The residual is denoted by $r_i = y_i - \hat y_i$.
This is a computer printout between hours a student study and their caffeine intake in mg.
- The regression line is $\hat y = v_1 + b \cdot v_2$
- When caffine intake intake is $0$ mg, the study time is predicted to be $v_1$ hours
- For every $1$ mg in caffeine, the study time is predicted to increase by $v_2$ hours
- The confidence interval of the slope of the true regression line is given by $v_2 \pm t^* v_3$, where $t^*$ is the critical value of the $t(n-2)$ density curve
- The P-value given as $v_4$ is for the hypothesis hypothesis $H_0 : \beta =0$
- $v_5$ is the standard deviation of the residuals, which measures the size of the typical prediction error in the residuals
- $v_6$ is the percentage of variation in the values of $y$ that is explained by the regression line
Chi Squared Test
Suppose a distribution has $k$ discrete outcomes.
Conditions:
- Random: SRS
- Independent: population size is at least $10$ times larger than sample size
- Large sample size: all the expected counts are at least $5$
The chi-squared test statistic is $X^2 = \sum \frac{(O-E)^2}{E}$, where $O$ is the observed count and $E$ is the expected count.

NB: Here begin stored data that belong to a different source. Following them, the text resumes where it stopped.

PR #139, opened 2023-07-28
Add exponential backoff for network-related calls

Martchus:
See https://progress.opensuse.org/issues/133349

### DIFF
--- a/tests/install/openqa_webui.pm
+++ b/tests/install/openqa_webui.pm
@@ -17,7 +17,7 @@ sub install_from_repos {
     $add_repo = "zypper -n ar -p 95 -f obs://devel:openQA/$repo openQA";
     assert_script_run($_) foreach (split /\n/, $add_repo);
     my $proxy_pkg = (check_var('OPENQA_WEB_PROXY', 'nginx')) ? 'nginx' : '';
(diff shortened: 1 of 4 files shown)


Martchus:
I've tested this locally with some dummy command that would fail. Note that the short form (e.g. `-es 30` instead of `-e -s 30`) does *not* work:

```
$ retry -es 3 -- bash -c 'echo foo && exit 1'
/usr/bin/retry: Zeile 38: 3: Kommando nicht gefunden.
Retrying up to 3 more times after sleeping 3s …
/usr/bin/retry: Zeile 38: 3: Kommando nicht gefunden.
Retrying up to 2 more times after sleeping 0s …
/usr/bin/retry: Zeile 38: 3: Kommando nicht gefunden.
Retrying up to 1 more times after sleeping 0s …
/usr/bin/retry: Zeile 38: 3: Kommando nicht gefunden.
```

Maybe that's something we want to fix within the retry script?

okurz (approved):

perlpunk (approved):

perlpunk:
https://openqa.opensuse.org/tests/3492023#step/test_distribution/3 (problem with Test::Assert) will be fixed soon, see https://bugzilla.opensuse.org/show_bug.cgi?id=1214057
https://openqa.opensuse.org/tests/3492019#step/openqa_webui/13 (problem with Class::Accessor) - I'll have a look

PR #141, opened 2023-07-31
Cleanup+improve complete distribution

okurz:
* Remove obsolete non-install-only modules
* Delete obsolete 'update' tests
* main: Supply extension automatically to loadtest-calls
* Update and consolidate code style

Related progress issue: https://progress.opensuse.org/issues/133025


tests/containers/single_container_webui.pm
```diff
@@ -1,24 +1,23 @@
-use Mojo::Base qw(openQAcoretest);
+use qw(openQAcoretest);
```
perlpunk, line 1: What was the intent here?

okurz: oops, that should still have the Mojo::Base, or at least "base". Fixed

tests/osautoinst/worker.pm
```diff
@@ -1,15 +1,16 @@
...
     wait_for_desktop;
-    send_key 'ctrl-alt-f3';
+    switch_to_root_console;
     assert_screen 'inst-console';
     type_string "root\n";
-    assert_screen 'password-prompt', 10;
-    type_string $testapi::password . "\n";
+    assert_screen 'password-prompt';
+    type_password;
+    send_key 'ret';
```
kalikiana, line 13: I guess what we really want here is this non-existing command:

```suggestion
    enter_password;
```

In that sense I find both the old and your new version equally desirable

kalikiana (approved):

perlpunk (approved):

scenario-definitions.yaml
```diff
@@ -19,34 +19,25 @@ machines:
...
       LOAD_PYTHON_TEST_MODULES: "0"
   openqa_from_bootstrap:
     <<: *common
     settings:
-      <<: *common_settings
       OPENQA_FROM_BOOTSTRAP: "1"
   openqa_install:
     <<: *common
     settings:
-      <<: *common_settings
```
perlpunk, line 47: `settings` is empty here now, so it gets loaded as `null`. I will make a PR to fix it.

PR #2719, opened 2022-03-03
PP-9314: add accept-language header to payload

gidsg:
## WHAT
Add `accept-language` header to payload, as this will be used by Connector as part of 3DS flow.

## HOW 
Couldn't find a good place to add a test for this, if you can think of one let me know!

### DIFF
--- a/test/services/normalise-charge.test.js
+++ b/test/services/normalise-charge.test.js
@@ -7,4 +7,37 @@ describe('normalise', function () {
     expect(normalise.expiryDate('01', '17')).to.eql('01/17')
     expect(normalise.expiryDate('01', '2017')).to.eql('01/17')
   })
+
+  it('includes headers in payload', function () {
+    const headers =    {
+      'accept': 'application/json',
+      'x-request-id': 'unique-id',
+      'x-forwarded-for': '127.0.0.1',
+      'user-agent': 'Mozilla/5.0',
+      'accept-language': 'fr;q=0.9, fr-CH;q=1.0, en;q=0.8, de;q=0.7, *;q=0.5'
+    }
+    const card = '4242424242424242'
+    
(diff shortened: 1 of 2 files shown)


alexbishop1 (changes requested):
With regards to tests, it looks like we `charge.ft.test` (and some friends in the same directory), which verifies the actual payload sent to connector. It currently seems to go out of its way to avoid dealing with the `accept_header` and `user_agent_header` so maybe you could update that to test `accept_header`, `user_agent_header` and the new `accept_language_header`.

gidsg:
@alexbishop1 I couldn't figure out how to get those integration tests using the headers, but I added a unit test instead, hope that's sufficient.

test/services/normalise-charge.test.js
```diff
@@ -7,4 +7,37 @@ describe('normalise', function () {
...
+      "addressPostcode": "E1 8QS" },
+      header: headerName => {
+        return headers[headerName]
+      },
+      headers: headers
+    }
+
+    expect(normalise.apiPayload(payload, '4242424242424242').accept_language_header).to.eql('fr;q=0.9, fr-CH;q=1.0, en;q=0.8, de;q=0.7, *;q=0.5');
+    expect(normalise.apiPayload(payload, '4242424242424242').accept_header).to.eql('application/json');
+    expect(normalise.apiPayload(payload, '4242424242424242').user_agent_header).to.eql('Mozilla/5.0');
```
alexbishop1, line 40: Tempting to put the card number in a constant.

alexbishop1 (changes requested):
Unit tests is sufficient for this, I think.

Could you squash the two commits together?

gidsg:
@alexbishop1 OK, have hopefully addressed your latest comments now.

PR #2721, opened 2022-03-03
PP-9153 docker multistage build

mrlumbu:
Change from building frontend using intermediate Dockerfile
to using multistage Dockerfile. This allows docker to do
maximal caching, and makes absolutely sure that versions
(of node, deps etc) are shared in tests and final container.

I have tried to keep the process as close to existing one as
possible, so in building the final image I copy in everything,
then copy in dependencies and built assets from builder.

Other advantages:

only call npm ci once
only do npm run coopile once
no extra confusing docker cruft lying around

Controversies
I have removed the prepublish and prepare tasks in
package.json. Defining these led to them being run as part
of npm install/ci, but this is actually quite annoying.
If we want some catch all task we should define it separately


sfount:
Supersedes https://github.com/alphagov/pay-frontend/pull/2720 and https://github.com/alphagov/pay-frontend/pull/2715

package.json
```diff
@@ -37,7 +37,6 @@
     ]
   },
   "scripts": {
-    "prepare": "npm run compile",
```
sfount, line 40: 🤔 `prepare` is a hook that runs after `npm install` -- is there a chance that this breaks other pipelines/ docs that assume an install will also build assets etc.?

No particular issue with this being removed if not

mrlumbu: Yeah, as I said in https://github.com/alphagov/pay-frontend/pull/2715, I don't think this is a useful thing to do. I'll copy-pasta that reasoning here. Github actions runs that task separately (otherwise tests would fail).

sfount (approved):
Looks good to me, a number of places to improve but they're clearly called out by the change descriptions.

Huge improvement to the image build process no longer relying on a forked docker file.

This journey is covered by lots of tests but may be handy to manually sense check in staging because of the number of moving pieces

PR #2733, opened 2022-03-08
PP-9314: added test for non-present headers

gidsg:
## WHAT
Adds additional unit test.
(I couldn't figure out how to make this work as an integration test but let me know if someone wants to pair on this)

## HOW 
Tests should make sense and pass


alexbishop1 (approved):
I think this is sufficient.

PR #2737, opened 2022-03-09
PP-9375: switch to snyk hosted package

gidsg:
## WHAT
Switch to snyk hosted package

Fixes Deprecation warning
```
⚠ WARNING: Starting from 31 March 2022, the protect command will be removed.
Please use the @snyk/protect package instead.
For more info: https://snyk.co/ueln7
```

## HOW 
build should still pass

### DIFF
--- a/package.json
+++ b/package.json
@@ -48,7 +48,7 @@
     "cypress:server": "mb | node -r dotenv/config start.js dotenv_config_path=test/cypress/test.env",
     "cypress:test": "cypress run",
     "cypress:test-headed": "cypress open",
-    "snyk-protect": "snyk protect",
+    "snyk-protect": "snyk-protect",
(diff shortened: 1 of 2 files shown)


package.json
```diff
@@ -117,6 +117,7 @@
     "@babel/preset-env": "^7.16.11",
     "@pact-foundation/pact": "^9.17.2",
     "@pact-foundation/pact-node": "^10.17.1",
+    "@snyk/protect": "^1.864.x",
```
alexbishop1, line 120: According to https://www.npmjs.com/package/@snyk/protect the latest version is 1.865 — any reason we’re not using that?

gidsg: @alexbishop1 I just did that so we are not changing versions at the same time as the package source to not conflate things I can update it if you prefer.

alexbishop1 (approved):

PR #2745, opened 2022-03-14
BAU Replace version parsing with shared output

sfount:
Make use of the `outputs` and `needs` links between jobs to share the
Node version parsed from the nvmrc file.


gidsg (dismissed):
🔗 👍

gidsg (approved):

PR #2794, opened 2022-04-06
Pp 9466 send node internal metrics

jfharden:
## WHAT
Add pay-metrics class based on the RFC in pay-decisions: https://github.com/alphagov/pay-frontend/pull/2792

The expectation would be to later extract this class into pay-js-commons for reuse among all node-apps.

One of the goals is to hide that it's statsd under the hood from the user of the metrics class so in future we could replace the metrics backend with something else.

The primary goal though right now is to reintroduce the node garbage collector and event loop stats, and replace the abandoned `metrics` npm module.

## HOW 
For now (while this is draft) the node tests should pass (which include the new tests added against the pay-metrics class.
Also the e2e tests should be relied upon to show the docker build is still ok after the changes to include the required dependencies to build the native modules for event-loop-stats and gc-stats, both of which require c++ native code.


katstevens:
Closing this PR as it's gone stale

PR #2800, opened 2022-04-08
PP 9333 content changes for setting up payment instrument during payment

kundanscorpio:
front end changes to display agreement details on payment screen
agreement description for recurring card payment (TBD
image

### DIFF
--- a/app/views/charge.njk
+++ b/app/views/charge.njk
@@ -177,12 +177,12 @@
                       </p>
                     {% endif %}
                   </label>
-                  
-                  {% if moto and gatewayAccount.motoMaskCardNumberInput %} 
-                    {% set cardNumberInputType = 'password' %}  
+
+                  {% if moto and gatewayAccount.motoMaskCardNumberInput %}
+                    {% set cardNumberInputType = 'password' %}
                     {% set cardNumberAutoCompleteType = 'off' %}
                   {% else %}
-                    {% set cardNumberInputType = 'text' %}   
+                    {% set cardNumberInputType = 'text' %}
                     {% set cardNumberAutoCompleteType = 'cc-number' %}
                   {% endif %}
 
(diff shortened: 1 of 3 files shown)


app/views/charge.njk
```diff
@@ -349,7 +349,12 @@
                     {{ __p("commonConjunctions.or") }}
                   </span>
                   <img src="/images/amex-security-code.png" class="amex-cvc hidden" alt="{{ __p("cardDetails.amexcvcTip") }}"/>
-                </div>
+                 </div>
+                   {% if agreementId %}
```
sfount, line 353: I believe the spec calls for `savePaymentInstrumentToAgreement` flag to be serialised and explicitly checked to show this (placholder) disclaimer. 

For the existing pattern just having an agreement ID might be enough to know this is a payment to set up an agreement but I would be wary of of relying on that logic, especially as this is extended in the future.

To make this explicit this check should be for

```njk
{% if savePaymentInstrumentToAgreement and agreementId %}
```

This will just be for charges consumed by the card frontend (not available through the API, for example)

sfount (commented):
This looks like a great start, I think the story calls for this check to show content to be specifically for the setting up agreement flag on the charge. Happy to chat about what would need to be done to support this

app/views/charge.njk
```diff
@@ -349,7 +349,13 @@
                     {{ __p("commonConjunctions.or") }}
                   </span>
                   <img src="/images/amex-security-code.png" class="amex-cvc hidden" alt="{{ __p("cardDetails.amexcvcTip") }}"/>
-                </div>
+                 </div>
+                   {% if savePaymentInstrumentToAgreement and agreementId  and agreementDescription %}
+                   <div>
```
sfount, line 354: I think the spec calls for this snippet to always be shown by the continue button, closest to the users next action. Here will insert it above collecting billing address (if required by the account) so I think it should move down

sfount, line 354: The other blocks in this form use the design system `govuk-form-group` to help group together components and make sure there's enough space, I think I'd recommend that was done here too:
```html
<div class="govuk-form-group">
    <div class="govuk-inset-text">
        <p class="govuk-body">Your payment details will be saved for:</p>
        <p class="govuk-body">{{ agreementDescription }}</p>
    </div>              
</div>
```

sfount (commented):
Code change and fixtures look good, quick comments on the placement and markup for the snippet

sfount (commented):
It might be good to add a quick Cypress test to assert that this is shown when a payment is made with an agreement available on the fixture and assert that it's not shown when a payment is made without that (current flows). Happy to join on what adding this to the Cypress tests would look like

sfount (approved):

PR #2836, opened 2022-04-27
PP-9333 Cypress coverage for setup agreements disclaimer

sfount:
Include agreements in charge response stub builder.

Assert that normal payment flows will not include the agreements setup
snippet.

Assert that payment flows with the appropriately flagged save payment
instrument to agreement properties will correctly show the agreements
human readable identifier.

### DIFF
--- a/app/views/charge.njk
+++ b/app/views/charge.njk
@@ -533,14 +533,14 @@
             })
           }}
                 {% endif %}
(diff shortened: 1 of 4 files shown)


kundanscorpio (approved):
Changes look good. Tested end to end functionality. works fine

Then $X^2$ is approximate a $\chi^2$ distribution with $k-1$ degrees of freedom.
$H_0$: the actual population proportions are equal to the hypothesized proportions
$H_a$: at least one of the actual population proportions differ from the hypothesized proportions
The p-value is $P(\chi^2 > X^2)$.
If we have $r$ objects and each object has $c$ different discrete outcomes, we can do a test for homogeneity of populations. Everything is same as above except that we have $(r-1)(c-1)$ degrees of freedom.